To be clear and fair: **LiteLLM and Bifrost can already route to local models** (Ollama,
vLLM) — local capability is not the differentiator. The differentiators are the
**fail-closed privacy pin**, the **manager-worker delegation tool**, and a **local-first
default posture**.

| Capability                                            | llm-localfirst | LiteLLM | OpenRouter | llmrouter-lib |
| ----------------------------------------------------- | :------------: | :-----: | :--------: | :-----------: |
| Route to local models (Ollama/vLLM)                   | ✅             | ✅      | ❌         | ➖            |
| **Default posture is local-first**                    | ✅             | ❌ (cloud proxy) | ❌  | ➖            |
| **Sensitive calls fail closed — never fall back to cloud** | ✅        | ❌      | ❌         | ❌            |
| **Manager-worker delegation tool (cloud→local)**      | ✅             | ❌      | ❌         | ❌            |
| Allowlist guard (reject arbitrary model strings)      | ✅             | ➖      | ➖         | ➖            |
| Many cloud providers / load-balancing / caching       | ➖ (by design) | ✅      | ✅         | ➖            |

If you want a broad cloud gateway with dozens of providers, use LiteLLM. If you want your
**private** data to stay local by construction and your **bulk** work to run on your own
hardware, that's this library.

---

## What this is NOT

- **Not a multi-cloud gateway.** It ships one local backend + Claude (+ optional OpenAI).
  Add more by registering them on the allowlist; it won't grow a hundred provider shims.
- **Not a content classifier.** *You* tag a call `sensitive=True` (or pick a `kind`).

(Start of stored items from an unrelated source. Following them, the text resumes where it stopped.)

PR #3575, opened 2024-08-01
Prefetch Relevant Pages for Faster Navigation

joshistoast:
### PR Summary: 

Prefetch link urls for faster page navigation.
For desktop, hovered links will be prefetched. For mobile, links within view will be prefetched.

> Why not just use any other pre-made js page prefetching solutions?

Because they consistently break the cart. Also, who doesn't want a native implementation?

Faster page loads = better customer experience = better sales

Created 3 functions: `addPrefetchLink`, `initPagePrefetching` and `getPrefetchMethod`.

1. `addPrefetchLink` takes arguments `href` and `priority`, and appends a `<link>` element to the document head. If an href is already present in document head `<link>` then skip.
2. `initPagePrefetching` takes a single `method` argument which can be either `mouseover` or `intersection`. The function is responsible for indexing all relevant links and- dependent on the method argument, runs `addPrefetchLink` on hover or intersection.
3. `getprefetchMethod` will return `mouseover` or `intersection` dependent on browser size.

It
  does not guess whether your text is private — it enforces what you declare.
- **Not load-balancing / semantic caching / cost analytics.** Those are gateway features;
  this is a routing *policy* with a privacy guarantee.
- **Not a prompt firewall.** It controls *where* a call runs, not what's in it.

---

## Configuration

All settings are read from the environment (prefix `LF_`) or a `.env` file. See
[`.env.example`](.env.example). Highlights:

| Variable                  | Default                       | Meaning                                  |
| ------------------------- | ----------------------------- | ---------------------------------------- |
| `LF_LOCAL_BASE_URL`       | `http://localhost:11434/v1`   | local OpenAI-compatible endpoint         |
| `LF_LOCAL_MODEL_ID`       | `qwen2.5:7b`                  | local model id                           |
| `LF_FALLBACK_MODEL`       | `haiku`                       | cloud model for non-sensitive fallback   |
| `LF_REASON_MODEL`         | `haiku`                       | cloud model for `kind="reason"`          |
| `LF_SENSITIVE_FAIL_CLOSED`| `true`                        | keep sensitive calls from ever leaking   |
| `LF_PROBE_TTL`            | `30.0`                        | seconds to cache the reachability probe  |

---

## Development

```bash
uv venv && uv pip install -e '.[dev]'
ruff check . && pytest
```

The routing brain (policy, registry, router, reachability) is covered 100% offline — no
network and no provider SDKs required. Contributions welcome; see
[CONTRIBUTING.md](CONTRIBUTING.md).

## License

MIT © Shaxzodbek Qambaraliyev / Blaze. See [LICENSE](LICENSE).